> [EXERCISE PROMPT]:
The listing that follows should be copied in full, exactly as written.

> [DATASET]:
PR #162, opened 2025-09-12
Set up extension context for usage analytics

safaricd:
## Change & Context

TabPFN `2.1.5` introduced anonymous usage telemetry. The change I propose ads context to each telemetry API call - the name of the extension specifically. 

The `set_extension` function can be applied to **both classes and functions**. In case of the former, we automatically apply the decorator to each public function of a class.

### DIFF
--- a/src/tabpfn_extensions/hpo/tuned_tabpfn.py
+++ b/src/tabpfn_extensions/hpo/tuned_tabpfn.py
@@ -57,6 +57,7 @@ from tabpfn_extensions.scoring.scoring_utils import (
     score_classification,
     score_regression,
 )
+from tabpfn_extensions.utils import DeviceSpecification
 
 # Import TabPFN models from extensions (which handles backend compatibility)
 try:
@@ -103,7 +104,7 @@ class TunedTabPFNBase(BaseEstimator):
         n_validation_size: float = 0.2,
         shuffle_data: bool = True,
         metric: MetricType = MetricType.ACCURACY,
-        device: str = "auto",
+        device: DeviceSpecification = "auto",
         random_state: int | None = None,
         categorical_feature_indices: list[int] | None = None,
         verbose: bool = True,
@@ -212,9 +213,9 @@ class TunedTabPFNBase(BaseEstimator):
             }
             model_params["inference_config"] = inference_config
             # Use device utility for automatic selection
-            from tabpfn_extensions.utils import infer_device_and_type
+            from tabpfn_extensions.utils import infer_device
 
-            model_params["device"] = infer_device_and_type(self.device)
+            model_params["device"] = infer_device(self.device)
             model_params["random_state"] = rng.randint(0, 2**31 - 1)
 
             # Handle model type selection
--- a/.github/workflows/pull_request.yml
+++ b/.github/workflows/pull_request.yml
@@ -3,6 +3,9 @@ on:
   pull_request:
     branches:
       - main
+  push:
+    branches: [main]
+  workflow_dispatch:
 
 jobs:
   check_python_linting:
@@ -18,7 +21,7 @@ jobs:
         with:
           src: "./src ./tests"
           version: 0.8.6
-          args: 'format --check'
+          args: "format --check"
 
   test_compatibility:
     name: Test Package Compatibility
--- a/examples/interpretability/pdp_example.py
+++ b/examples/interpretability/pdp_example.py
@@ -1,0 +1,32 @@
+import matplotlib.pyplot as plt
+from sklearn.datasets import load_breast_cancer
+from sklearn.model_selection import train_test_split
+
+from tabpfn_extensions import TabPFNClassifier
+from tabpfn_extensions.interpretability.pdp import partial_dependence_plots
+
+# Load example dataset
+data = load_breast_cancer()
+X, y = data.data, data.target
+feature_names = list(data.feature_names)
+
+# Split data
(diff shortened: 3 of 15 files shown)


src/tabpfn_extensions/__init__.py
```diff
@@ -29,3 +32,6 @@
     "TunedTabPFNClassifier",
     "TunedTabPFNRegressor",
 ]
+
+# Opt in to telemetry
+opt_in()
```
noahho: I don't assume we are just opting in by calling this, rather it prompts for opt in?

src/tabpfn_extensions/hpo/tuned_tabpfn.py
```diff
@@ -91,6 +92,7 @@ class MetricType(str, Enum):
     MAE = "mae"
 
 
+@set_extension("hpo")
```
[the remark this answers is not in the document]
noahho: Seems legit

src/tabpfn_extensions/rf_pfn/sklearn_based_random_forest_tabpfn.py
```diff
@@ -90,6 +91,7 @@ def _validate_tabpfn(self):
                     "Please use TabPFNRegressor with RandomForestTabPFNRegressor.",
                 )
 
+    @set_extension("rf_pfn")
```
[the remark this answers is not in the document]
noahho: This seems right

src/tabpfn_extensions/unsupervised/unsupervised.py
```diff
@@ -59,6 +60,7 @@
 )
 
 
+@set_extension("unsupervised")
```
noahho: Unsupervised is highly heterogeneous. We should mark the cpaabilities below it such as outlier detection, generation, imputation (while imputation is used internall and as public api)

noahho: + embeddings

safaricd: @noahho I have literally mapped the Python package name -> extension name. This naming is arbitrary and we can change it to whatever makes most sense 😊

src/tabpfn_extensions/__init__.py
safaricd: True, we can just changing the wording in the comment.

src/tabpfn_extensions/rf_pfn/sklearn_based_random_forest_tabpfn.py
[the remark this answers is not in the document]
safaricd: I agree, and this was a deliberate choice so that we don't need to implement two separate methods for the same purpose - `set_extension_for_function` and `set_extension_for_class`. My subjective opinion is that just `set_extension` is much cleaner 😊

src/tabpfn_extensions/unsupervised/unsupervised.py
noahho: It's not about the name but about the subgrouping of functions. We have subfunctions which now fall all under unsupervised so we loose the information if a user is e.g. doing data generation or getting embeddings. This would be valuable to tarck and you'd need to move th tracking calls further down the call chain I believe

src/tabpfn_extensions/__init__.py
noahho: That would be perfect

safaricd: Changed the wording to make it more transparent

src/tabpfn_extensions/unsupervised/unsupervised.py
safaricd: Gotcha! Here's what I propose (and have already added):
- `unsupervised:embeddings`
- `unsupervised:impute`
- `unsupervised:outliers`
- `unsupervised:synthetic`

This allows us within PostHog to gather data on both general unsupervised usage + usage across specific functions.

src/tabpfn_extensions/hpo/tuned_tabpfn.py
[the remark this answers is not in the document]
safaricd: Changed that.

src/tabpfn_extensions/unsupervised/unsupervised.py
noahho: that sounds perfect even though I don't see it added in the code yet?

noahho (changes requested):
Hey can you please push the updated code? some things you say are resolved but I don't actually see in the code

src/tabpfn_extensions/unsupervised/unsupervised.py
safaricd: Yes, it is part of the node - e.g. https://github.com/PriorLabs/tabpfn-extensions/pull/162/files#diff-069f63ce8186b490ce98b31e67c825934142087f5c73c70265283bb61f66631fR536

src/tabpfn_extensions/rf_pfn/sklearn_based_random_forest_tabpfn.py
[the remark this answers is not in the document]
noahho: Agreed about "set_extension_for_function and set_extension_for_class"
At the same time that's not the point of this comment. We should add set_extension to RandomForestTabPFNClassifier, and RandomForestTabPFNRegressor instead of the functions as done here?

> [RESPONSE AREA]:
PR #162, opened 2025-09-12
Set up extension context for usage analytics

safaricd:
## Change & Context

TabPFN `2.1.5` introduced anonymous usage telemetry. The change I propose ads context to each telemetry API call - the name of the extension specifically. 

The `set_extension` function can be applied to **both classes and functions**. In case of the former, we automatically apply the decorator to each public function of a class.

### DIFF
--- a/src/tabpfn_extensions/hpo/tuned_tabpfn.py
+++ b/src/tabpfn_extensions/hpo/tuned_tabpfn.py
@@ -57,6 +57,7 @@ from tabpfn_extensions.scoring.scoring_utils import (
     score_classification,
     score_regression,
 )
+from tabpfn_extensions.utils import DeviceSpecification
 
 # Import TabPFN models from extensions (which handles backend compatibility)
 try:
@@ -103,7 +104,7 @@ class TunedTabPFNBase(BaseEstimator):
         n_validation_size: float = 0.2,
         shuffle_data: bool = True,
         metric: MetricType = MetricType.ACCURACY,
-        device: str = "auto",
+        device: DeviceSpecification = "auto",
         random_state: int | None = None,
         categorical_feature_indices: list[int] | None = None,
         verbose: bool = True,
@@ -212,9 +213,9 @@ class TunedTabPFNBase(BaseEstimator):
             }
             model_params["inference_config"] = inference_config
             # Use device utility for automatic selection
-            from tabpfn_extensions.utils import infer_device_and_type
+            from tabpfn_extensions.utils import infer_device
 
-            model_params["device"] = infer_device_and_type(self.device)
+            model_params["device"] = infer_device(self.device)
             model_params["random_state"] = rng.randint(0, 2**31 - 1)
 
             # Handle model type selection
--- a/.github/workflows/pull_request.yml
+++ b/.github/workflows/pull_request.yml
@@ -3,6 +3,9 @@ on:
   pull_request:
     branches:
       - main
+  push:
+    branches: [main]
+  workflow_dispatch:
 
 jobs:
   check_python_linting:
@@ -18,7 +21,7 @@ jobs:
         with:
           src: "./src ./tests"
           version: 0.8.6
-          args: 'format --check'
+          args: "format --check"
 
   test_compatibility:
     name: Test Package Compatibility
--- a/examples/interpretability/pdp_example.py
+++ b/examples/interpretability/pdp_example.py
@@ -1,0 +1,32 @@
+import matplotlib.pyplot as plt
+from sklearn.datasets import load_breast_cancer
+from sklearn.model_selection import train_test_split
+
+from tabpfn_extensions import TabPFNClassifier
+from tabpfn_extensions.interpretability.pdp import partial_dependence_plots
+
+# Load example dataset
+data = load_breast_cancer()
+X, y = data.data, data.target
+feature_names = list(data.feature_names)
+
+# Split data
(diff shortened: 3 of 15 files shown)


src/tabpfn_extensions/__init__.py
```diff
@@ -29,3 +32,6 @@
     "TunedTabPFNClassifier",
     "TunedTabPFNRegressor",
 ]
+
+# Opt in to telemetry
+opt_in()
```
noahho: I don't assume we are just opting in by calling this, rather it prompts for opt in?

src/tabpfn_extensions/hpo/tuned_tabpfn.py
```diff
@@ -91,6 +92,7 @@ class MetricType(str, Enum):
     MAE = "mae"
 
 
+@set_extension("hpo")
```
[the remark this answers is not in the document]
noahho: Seems legit

src/tabpfn_extensions/rf_pfn/sklearn_based_random_forest_tabpfn.py
```diff
@@ -90,6 +91,7 @@ def _validate_tabpfn(self):
                     "Please use TabPFNRegressor with RandomForestTabPFNRegressor.",
                 )
 
+    @set_extension("rf_pfn")
```
[the remark this answers is not in the document]
noahho: This seems right

src/tabpfn_extensions/unsupervised/unsupervised.py
```diff
@@ -59,6 +60,7 @@
 )
 
 
+@set_extension("unsupervised")
```
noahho: Unsupervised is highly heterogeneous. We should mark the cpaabilities below it such as outlier detection, generation, imputation (while imputation is used internall and as public api)

noahho: + embeddings

safaricd: @noahho I have literally mapped the Python package name -> extension name. This naming is arbitrary and we can change it to whatever makes most sense 😊

src/tabpfn_extensions/__init__.py
safaricd: True, we can just changing the wording in the comment.

src/tabpfn_extensions/rf_pfn/sklearn_based_random_forest_tabpfn.py
[the remark this answers is not in the document]
safaricd: I agree, and this was a deliberate choice so that we don't need to implement two separate methods for the same purpose - `set_extension_for_function` and `set_extension_for_class`. My subjective opinion is that just `set_extension` is much cleaner 😊

src/tabpfn_extensions/unsupervised/unsupervised.py
noahho: It's not about the name but about the subgrouping of functions. We have subfunctions which now fall all under unsupervised so we loose the information if a user is e.g. doing data generation or getting embeddings. This would be valuable to tarck and you'd need to move th tracking calls further down the call chain I believe

src/tabpfn_extensions/__init__.py
noahho: That would be perfect

safaricd: Changed the wording to make it more transparent

src/tabpfn_extensions/unsupervised/unsupervised.py
safaricd: Gotcha! Here's what I propose (and have already added):
- `unsupervised:embeddings`
- `unsupervised:impute`
- `unsupervised:outliers`
- `unsupervised:synthetic`

This allows us within PostHog to gather data on both general unsupervised usage + usage across specific functions.

src/tabpfn_extensions/hpo/tuned_tabpfn.py
[the remark this answers is not in the document]
safaricd: Changed that.

src/tabpfn_extensions/unsupervised/unsupervised.py
noahho: that sounds perfect even though I don't see it added in the code yet?

noahho (changes requested):
Hey can you please push the updated code? some things you say are resolved but I don't actually see in the code

src/tabpfn_extensions/unsupervised/unsupervised.py
safaricd: Yes, it is part of the node - e.g. https://github.com/PriorLabs/tabpfn-extensions/pull/162/files#diff-069f63ce8186b490ce98b31e67c825934142087f5c73c70265283bb61f66631fR536

src/tabpfn_extensions/rf_pfn/sklearn_based_random_forest_tabpfn.py
[the remark this answers is not in the document]
noahho: Agreed about "set_extension_for_function and set_extension_for_class"
At the same time that's not the point of this comment. We should add set_extension to RandomForestTabPFNClassifier, and RandomForestTabPFNRegressor instead of the functions as done here?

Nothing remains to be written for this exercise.